To reiterate, your customer-facing staff is the flagbearer of customer service. Hence, they need to display the highest degree of empathy and compassion, especially in adverse conditions – as the case may be when one is in pain or discomfort.
While hiring the right people for the job can strongly address the issue, it does not offer a long-term solution. You need a regular training and sensitization program that reinforces that the patient comes first. Compliance software could help you with staff training and keeping them up-to-date on various issues.
Follow it up with a critical evaluation of your employee performance, especially in real-world conditions as they interact with patients. Observe their strengths and weaknesses so that you can help them develop their personality based on their inherent traits.

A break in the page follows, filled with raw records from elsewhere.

PR #831, opened 2021-05-22
No Second-class Facilities

Fate-JH:
Except for bunkers.

Minor over-logging where a facility without an LLU socket was described as "not a facility".


Mazo:
👍

PR #840, opened 2021-05-28
Deployable Behaviors

Fate-JH:
There are three big changes to be addressed.  

Firstly, the process of constructing, deconstructing, or adjusting ownership of deployables has been shifted away from `SessionActor`, where it was formally handled almost entirely and instead pushed onto the deployable itself, with inquiry and feedback requested directly of its owning player, if any.  The deployable, in this sense, has been that much more independent from a player's perspective (client session).  The process itself has not changed much, save where it must request help from the owning player to check against combat engineering limits, and how it no longer has to juggle a zonal timer to manage its deconstruction.

Secondly, there is no more distinction between `SimpleDeployable` and `ComplexDeployable` between different types of deployables.  To be quick about it, `ComplexDeployables`'s were very independent and handled a lot of their complicated internal operations.  `SimpleDeeployables`'s require a lot of hand-holding just to accomplish basic needs but also didn't have too many needs.  With the change, there are just "`Deployables`" now, which are based on `ComplexDeployables`, as expected.  Admittedly, most deployables were of the `Complex`-variety and the sole representative of a `Simple`-type was the `TelepadDeployable`.  (Originally originally, there were a number of `SimpleDeployable` representatives including the TRAP, but a previous update converted most of them.  `TelepadDeployable` objects were kept as-is during the aforementioned update because they are involved in a more complex teleport process.)  The consequences of this was a disjoint damage resolution branch that had to calculate and route through `LocalService` then apply itself back in `SA`.  Additionally, because `SimpleDeployables` and `ComplexDeployables` had different levels of autonomy and only the latter was granted a control agency, they had to be split up whenever common behavior was intended to be induced.

Third, the aforementioned Router-Telepad relationship which allowed for teleportation has also been mostly relocated from `SA`'s influence and has become a messaging exchange between a Router vehicle and a `TelepadDeployable` deployable.  There is no longer a third party governing the teleport setup; and, without the need for an independent timer to manage deconstruction of the deployable, the process has been mostly simplified down to one that occurs between the `TelepadDeployable` and the `InternalTelepad`.  Teleporting between the two is still conducted directly in `SessionActor` since it maintains a brief variable check and message dispatch.  No need for expensive activity.  Animations related to teleportation are also local to `SessionActor`.

___Features___
__`DeployableBehavior`__
The primary driver for deployable construction and deconstruction operations.  A reorganization / dumping ground for the procedures that used to cycle in and out of (`World`)`SessionActor` in the process of dealing with deployables.  Some aspects of deployable management remain rooted to `SA`, mainly those that can be found at the end of service, but much of those were unavoidable.  Management of deployable ownership is also important to the lifecycle enforced by `DeployableBehavior`.

___Caveats___
All caveats related to the original deployable PR and any updates should still be valid.  This PR was intended to be a pure refactor, not a feature change.

___Addenda___
1. According to the game logs, at various times, entity registration would consume and produce numbers whose registration data could not be recovered.  After a bit of testing, two sources were narrowed.  The first is overly-enthusiastic medkit consumption, handled elsewhere.  The second is the management of `BoomerTrigger` entities, paired with `Boomers`.  Due to the various ways that `Boomers` could be removed from the game world, no more than three seperate checks for the clean-up of their respective `BoomerTrigger` existed.  It was entirely possible for more than one of these clean-up cases to be execute, resulting in the same entity having two ongoing but racing unregistration tasks.  One would succeed; the other would fail; occasionally, both failed because the. "incorrect" one completed first.  Destruction of the `BoomerTrigger` is now managed by the `Boomer` in cases where the `Boomer` explodes, separated from the mine and managed by the session when being eliminated by the player, and this streamline eliminates the multiple executions.
2. Reports of undamageable `TelepadDeployable` entities were being submitted.  Now that this sort of entity has damage control similar to most other entities that can be damaged, this issue should be resolved, hopefully.
3. In theory, the code is devised such that deployables can be constructed without an owner.  This would come with the expected caveats, such as `BoomerDeployable` entities not coming with companion `BoomerTrigger` entities; but, the act of creating an ownerless deployable is not employed in the current code, so the full extent of the functionality of this mode is untested.
4.  I am of two minds regarding the switch from a zone-level deconstruction support service and a per-deployable deconstruction cycle.  On one hand, separating it unto each entity allows for an easier management (it makes the calls easier and more readable).  On the other hand, separating it unto each entity means that each entity has its own timer taking up some memory.  The only thing that can be said wityh any confidence is that this matches how vehicles decay and are deconstructed.


Fate-JH:
Did not even realize the router override was baked into this PR.  We probably should isolate the overrides files so they only travel with prod server build, unless otherwise intentionally included.

PR #866, opened 2021-06-13
Fix publishing docker containers on push (tagged with sha for all pushes, master is tagged with sha, master, latest)

Mazo:


Fate-JH:
The error for this PR's test "**Publish Docker Image / docker (pull_request)**" occurs when trying to "**Build container image**": 

"Error: buildx call failed with: error: failed to solve: rpc error: code = Unknown desc = unexpected status: 403 Forbidden".

Would this be a showstopper, for some feature?

Mazo:
Yeah I need to work out what's going on there. I mentioned it briefly in our developers channel

PR #1206, opened 2024-06-17
Multiple Game World Ports

Fate-JH:
Standard operation of the game server seems to have always been one port handling both inbound and outbound packets per component, and one port for the login component and one port for the game component.  In short work, two ports to handle every player that would ever play the game.  The first port is an underwhelming effort that only gets used during the start of session (before the "technical session").  The second port is an overworked monster that manages at least four packets per user per second and at least four times as many packets as connected players per second.  The actual outbound is perhaps greater as the frequency is more rigorous than four times a second and some packets may arrive in between each of those standard four.

The login server is still just one socket-port that everyone congregates their account tinformation, but now the game world ports can exceed the same limitation.  The number of ports that could be used by the game world is defined in the configuration file `application.conf` and each user is assigned the next available socket for their session.  No load-balancing algorithm is currently utilized because socket functionality and middleware functionality is still tightly woven.

The main goal is to reduce UDP packet receive errors and reduce congestion in general.

### DIFF
--- a/server/src/main/scala/net/psforever/server/Server.scala
+++ b/server/src/main/scala/net/psforever/server/Server.scala
@@ -14,7 +14,7 @@ import akka.{actor => classic}
 import ch.qos.logback.classic.LoggerContext
 import ch.qos.logback.classic.joran.JoranConfigurator
 import io.sentry.{Sentry, SentryOptions}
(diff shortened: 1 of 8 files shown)


Fate-JH:
I made a thing.
multiple-sockets-example

PR #1215, opened 2024-07-23
QoL: Character Select Screen

Fate-JH:
Up until now, the characters the you see on the character select screen have only been decorated in the same fake equipment load and appear as if in a fake destination zone.  In reinforced exo-suit, they don faction-specific pistols, standard and medium, the faction-specific heavy rifle, the faction-specific anti-vehicular launcher, and a katana.  (No one probably ever saw the katana.)  The reality is that the game's database remembers what they wore when they logged out; and, if they had not logged in once yet, it knows what they will wear.  The reality is that the game's database remembers where they were when they logged out; and, if they had not logged in yet, it knows where they will go.  These realities are now visible on the paper dolls displayed in the character select menu.


Fate-JH:
The test server is not starting properly.
Need to explore why.

PR #1221, opened 2024-08-02
Implant Terminal Hack

Fate-JH:
Since I didn't know how to actually do it, I gave a hacky-solution my best shot.  In the process, I discovered that we don't really understand the nitty gritty of this hacking packet works even if we can manipulate it in other ways.

Anyway, this should allow an implant terminal to be accessible when hacked by the enemy.  Implant terminal should "resecure" when hacked while the facility's CC has ben hacked, but not before that.  Important things to remember: implant terminals are composed of two entities - the interface that you purchase from, and the mech that you mount and above which a hood lowers around you.  To keep things simple, only one of the two will take damage; but, both may retain functional dispenser anchor points for repairing.  Similarly, both may become hackable.  For best use, I recommend standing aside it, or in front of it, and aiming upwards at the hood.


Dethdeath:
Tested various hackable objects along with the implant terminals, everything works as it should.

PR #1224, opened 2024-08-05
Dead People Implants

Fate-JH:
Only a person who dies will have their implants deactivate and deinitialize when that person dies.

This bug is actually hilarious. When someone died, EVERYONE'S implants deinitialize.


Dethdeath:
Working.

PR #1225, opened 2024-08-05
Drop It While It's Hot

Fate-JH:
Once again, the mysterious curse of the medical applicator thwarts loading the game on initial zone load.  So, we'll be ignoring it whenever it would normally show up on the Character Select screen and instead we'll be replacing it with a Flail targeting laser pointer.

Also, the MAX needs its arm raised when being depicted.


Fate-JH:
<details>
<summary>░M░Y░M░A░X░I░N░B░I░O░</summary>

my-cannon
</details>

Dethdeath:
The crashing problem is fixed. MAX preview also looks more appropriate.

PR #1226, opened 2024-08-10
Yellow Ownership

Fate-JH:
Deployables demonstrate familiarity with the color green or ownership with the color yellow.  For most deployables, a green circle will appear underneath them; for larger deployables, this status merely enhances the visibility of the name.  For ownership, however, the circle will be a yellow that is vibrant against most environments, and it's descriptive name is also yellow; for larger deployables. only the yellow name is visible.  Deployables that are neither owned or faction-aligned are merely depicted as they are in the game world, and lack a descriptive name.

___Caveats___
For all deployables but one this aspect of familiarity or ownership is consistent and unflinching from the time of being created in the game world.  This is a transcoder modification.  For Boomers, however, this familiarity or ownership is transferred according to possession of the complementary Boomer Trigger equipment.  If a player holds it, it's temporarily theirs; and, the rest of their faction will see it aligned to their cause.  The way Boomers are handled to transfer ownership does not reflect how the deployables actually transferred ownership on Gemini Live - complete reconstruction of the deployable entity once ownership is redefined internally - but this method operates correctly.

___Addenda___
1. Most of the changes in this PR are related to converting the `DeployItem` message from belonging to `AvatarService` to belonging to `LocalService`.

5. Follow Up and Offer After-Care Care
Patient care does not end with discharge. If anything, it is the starting point for building rapport with your customers, clinching more business, and improving turnouts since you would be offering them care even when they are outside the premises. In a way, it reassures the patient that just because they are out of sight does not mean they are out of mind. You may even think of this as post-sales customer service.
Use the help desk software to schedule follow-up visits automatically, send reminders for prescription renewal, or collect patient feedback. At the same time, you can use health apps and smart, wearable devices to monitor their vitals and remotely check in on their health without establishing direct contact. Such inputs may even shape the course of the treatment, frequency of patient visits, etc.
Making Healthcare Healthy
There is no contest that exceptional customer service lays the groundwork for business growth regardless of the industry. However, the case becomes more vital for an industry like healthcare, where a lot is at stake.
As such, players in the healthcare sector should prioritize customer service as it aids in customer acquisition, retention, advocacy, trust building, and nurturing customer relationships. Such tangible advantages put businesses on the path to sustainable growth and improvement driven by customer demands.
However, embracing customer-first principles will not be an overnight pan-organizational change and would require the active participation of everyone involved, followed by regular training. As for the rest, most of the problems can be addressed through technological interventions that neutralize stressors and infuse convenience, transparency, and reliability.